São vários os estudos que se dedicam a analisar o impacto que a vida pessoal dos autores têm sobre as obras criadas por eles. Zoom, dirigido pelo brasileiro Pedro Morelli, é uma reflexão acerca do trabalho criativo em forma de comédia dramática. As três histórias apresentadas podem até parecer fracas individualmente, mas juntas elas se complementam muito bem, fazendo o filme funcionar durante a maior parte do tempo.

emma alison pill

Zoom acompanha Emma (Alison Pill), que cria uma história em quadrinhos sobre o cineasta Edward (Gael García Bernal), que dirige um filme sobre a modelo Michelle (Mariana Ximenes), que escreve a história de Emma num livro. O roteiro de Matt Hansen é cuidadoso ao entrelaçar as narrativas, que ganham profundidade através das consequências que uma traz à outra. É interessante notar, por exemplo, que o desejo de Emma por colocar silicone nos seios é, na verdade, um espelho da situação em que Michelle se encontra por querer mostrar ser mais do que apenas uma modelo bonita.
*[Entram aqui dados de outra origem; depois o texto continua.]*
PR #6437, opened 2017-10-24
Discasm, adding a new recipe.

tstrnity:


recipes/discasm/meta.yaml
```diff
@@ -0,0 +1,36 @@
...
+
+source:
+  fn: DISCASM-v{{ version }}.tar.gz # [unix]
+  url: https://github.com/DISCASM/DISCASM/releases/download/DISCASM-v{{ version }}/DISCASM-v{{ version }}.tar.gz # [unix]
+  md5: 571b2265018608298752f40f3f375b0f # [unix]
+
+build:
+    number: 0
+    skip: true  # [py3k]
+    skip: True  # [osx]
```
bgruening: If you want to skip both you need to add something like this [osx or py3k]

bgruening: I'm wondering if the py4k skip is really needed.

recipes/discasm/build.sh
```diff
@@ -0,0 +1,6 @@
+#!/bin/bash
+cp -R $SRC_DIR/* $PREFIX/bin
+cd $PREFIX/bin
+chmod a+x DISCASM
+pwd
+ls -l
```
bgruening: Can you remove the last two lines?

recipes/discasm/meta.yaml
```diff
@@ -0,0 +1,36 @@
...
+        - perl
+        - star >=2.4
+        - trinity >=2.4
+        - oases >=0.2
+
+test:
+    commands:
+        - DISCASM --help > /dev/null 2>&1
+        # DISCASM requires the environment variable TRINITY_HOME to be specified,
+        # but can find it if it is in the PATH variable.
```
bgruening: Can you explain this comment? It not super clear.

recipes/discasm/post-link.sh
```diff
@@ -0,0 +1,4 @@
+#!/bin/bash
+echo "DISCASM requires TRINITY_HOME to be set to the install directory of trinity."
+echo "This version of DISCASM will look for Trinity in PATH, if TRINITY_HOME is not set."
```
bgruening: If this is the case, it is how it should be and I would remove this file.

recipes/discasm/meta.yaml
tstrnity: The DISCASM code has not been tested on python 3. It works on python 2.7.

recipes/discasm/build.sh
tstrnity: Yes, I will do that.

recipes/discasm/meta.yaml
tstrnity: Sorry. I had written the first part of the comment (the code simply checked for TRINITY_HOME and terminated if it was not defined). But that made it impossible to pass the installation test. I contacted Brian Haas, and then wrote some code to find the TRINITY_HOME directory and set the variable. Then did a pull request and Brian added that code into the distribution. So rather than removing the first comment, I added to it. The code is setting TRINITY_HOME for the other software that is invoked by DISCASM (i.e. trinity).

recipes/discasm/post-link.sh
tstrnity: ok. I will do that.

recipes/discasm/meta.yaml
tstrnity: I will try to make the comment more clear.

recipes/discasm/meta.yaml
tstrnity: Regarding the python 3k skip, if skipping is not the correct way to do that, please let me know. When I recently added a recipe for slncky, I had initially just set a run requirement to be python < 3, and was told that the correct way to do that was to skip the python 3k build. Thanks for any advice you may have about the correct way to do this.

tstrnity: Going ahead and pushing new version with skip [osx or py3k]. Feel free to change it to what ever it should be, if that is not right.

mbargull: Both statements are correct:
- DISCASM needs to skip builds for Python 3 since it uses Python 2-specific code, e.g. `print`-statement.
- In most (not all) cases `python` should not be pinned (see: https://github.com/conda/conda-build/issues/1962) which is also true for DISCASM, so the `skip: True` + selector is correct.

mbargull:
@tstrnity, would you mind being more specific what files should be copied in `build.sh`?
As it currently stands, files with pretty generic names like
- `.gitmodules`
- `Changelog.txt`
- `LICENSE`
- `README.md`
- `testing`

will be copied into `$PREFIX/bin`. `DISCASM.wiki` shouldn't be copied there, too, I suppose.
Overall DISCASM does not adhere to the [FHS](https://en.wikipedia.org/wiki/Filesystem_Hierarchy_Standard) hence it needs those other folders and vendored dependencies, e.g. `util`, `SciEDPipeR`, to be copied into `$PREFIX/bin`. This isn't optimal but doesn't necessarily prevent to create a conda package.
A workaround could be do copy all those files not into `$PREFIX/bin` directly, but into another, newly created, e.g., `DISCASM-v0.1.2` folder somewhere inside `$PREFIX/` and add a symlink `$PREFIX/bin/DISCASM` to the executable `$PREFIX/other-directory/DISCASM`. Though I'm not sure if `$PREFIX/bin/DISCASM-v0.1.2` or another place should be used. @bgruening, any ideas?

daler:
@tstrnity @mbargull, `$PREFIX/share/$PKG_NAME-$PKG_VERSION-$PKG_BUILDNUM` is a good option for location to copy to and symlink from (from http://bioconda.github.io/guidelines.html#java, but isn't specific to Java . . . I should probably add that info somewhere else in the docs)

recipes/discasm/meta.yaml
```diff
@@ -0,0 +1,37 @@
...
+test:
+    commands:
+        - DISCASM --help > /dev/null 2>&1
+        # DISCASM requires the environment variable TRINITY_HOME to be set.
+        # If TRINITY_HOME is not set before it starts, it uses "which" to find
+        # Trinity and sets TRINITY_HOME to be the directory where Trinity resides.
+
+about:
+    home: "https://github.com/DISCASM/DISCASM"
+    license: "BSD 3-clause New or Revised License - https://github.com/DISCASM/DISCASM/blob/master/LICENSE"
```
mbargull: Just use
```yaml
license: BSD-3-Clause
```
or
```yaml
license: BSD-3-Clause
license_file: LICENSE
```

recipes/discasm/meta.yaml
```diff
@@ -0,0 +1,37 @@
+{% set version = "0.1.2" %}
+
+package:
+    name: discasm
+    version: {{ version }}
+
+source:
+  fn: DISCASM-v{{ version }}.tar.gz # [unix]
```
mbargull: You can drop the `[unix]` selectors: those are always true since Bioconda only builds packages for Linux and MacOS both of them being "unix".

recipes/discasm/meta.yaml
```diff
@@ -0,0 +1,37 @@
...
+  url: https://github.com/DISCASM/DISCASM/releases/download/DISCASM-v{{ version }}/DISCASM-v{{ version }}.tar.gz # [unix]
+  md5: 571b2265018608298752f40f3f375b0f # [unix]
+
+build:
+    number: 0
+    skip: true  # [osx or py3k]
+    # The reason for skipping osx is that trinity >=2.4 is not available in the osx channel
+    # The python code in DISCASM runs on python 2.7.
```
mbargull: Thanks for adding those comments! IMO, those are tremendously helpful!

recipes/discasm/meta.yaml
tstrnity: done

recipes/discasm/meta.yaml
tstrnity: done

recipes/discasm/meta.yaml
tstrnity: @mbargull you're welcome. Also, changed build.sh to incorporate concern about moving everything to bin. I move it to share, as suggested by @daler, but rather than creating a symlink, I create a script that invokes DISCASM using its full path. This is the method used by the star-fusion tool, for reasons similar to the situation with this tool.

recipes/discasm/build.sh
```diff
@@ -0,0 +1,13 @@
+#!/bin/bash
+DISCASM_INSTALL_DIR="$PREFIX/share/DISCASM-0.1.2-0"
```
mbargull: If you want, you can literally use `$PREFIX/share/$PKG_NAME-$PKG_VERSION-$PKG_BUILDNUM`, as @daler suggested. Then you wouldn't need to change it when you update the recipe to a later version.
Those `$PKG_` variables are available at build time, see https://conda.io/docs/user-guide/tasks/build-packages/environment-variables.html.

recipes/discasm/meta.yaml
mbargull: Right, the script is the way to go since with a symlink would result in `__file__` (inside your Python script) being the path of the link not the destination -- I hadn't thought of that before, good catch!

mbargull: [BTW: (unspoken) convention is to use 2 spaces instead of 4 for the indentation inside the `meta.yaml` -- but that's just nitpicking ;)]

recipes/discasm/build.sh
daler: In case it's useful, here's how to resolve the symlink (so it looks like it's the right directory) in python. https://github.com/bioconda/bioconda-recipes/blob/07aa987a0c9ebe7975bd66afd783026431b86883/recipes/busco/generate-busco-config.py#L25, which avoids hard-coded paths.

tstrnity: Cool. Thanks.

tstrnity: I just scanned through the code to see if that is done. It is done for some, but not all situations. Not sure why Brian did use realpath some places, but not others. If it gets changed in the future, I will be able to change the shell scripts to symlinks.

bgruening:
Top @tstrnity!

A direção de Morelli é hábil ao adotar diferentes abordagens dependendo da história que está sendo contada. Edward quer criar um filme mais artístico, então as cenas com Michelle são propositalmente filmadas com uma câmera inquieta – refletindo a vontade que o cineasta tem de se soltar do estereótipo do diretor de ação que só sabe filmar perseguições e explosões. As cenas de Edward, por sua vez, são todas animadas através de rotoscopia – técnica que consiste em desenhar por cima do material filmado – e possuem uma paleta de cores bem diferente, o que permite determinar que Emma se inspira nos quadrinhos americanos da década de 1980. E, por fim, as sequências de Emma possuem cenários sempre cheios de detalhes, revelando a forma como Michelle escreve.

zoom Edward

É em cima desses detalhes que o filme vai se construindo. Morelli demonstra ter um timing cômico apurado, algo importante para fazer a história progredir principalmente a partir do segundo ato, quando as situações vão pouco a pouco ficando mais absurdas. E, nesse ponto, a história da modelo Michelle é a mais fraca das três simplesmente por ser a que mais tenta se levar a sério, destoando das demais. E, sem entrar em spoilers, também é Michelle a responsável por quebrar a imersão do espectador nos minutos finais do filme. Não é nada que estrague a experiência, mas levanta tantos questionamentos no clímax do filme que os conflitos dos personagens acabam diluídos.

Mesmo com esse problema, a produção se destaca por conseguir abordar de maneira diferente,e até mesmo um tanto profunda, as nuances do processo criativo. Zoom ainda consegue entregar uma história leve e cheia de referências visuais eficientes, capaz de agradar a diferentes públicos.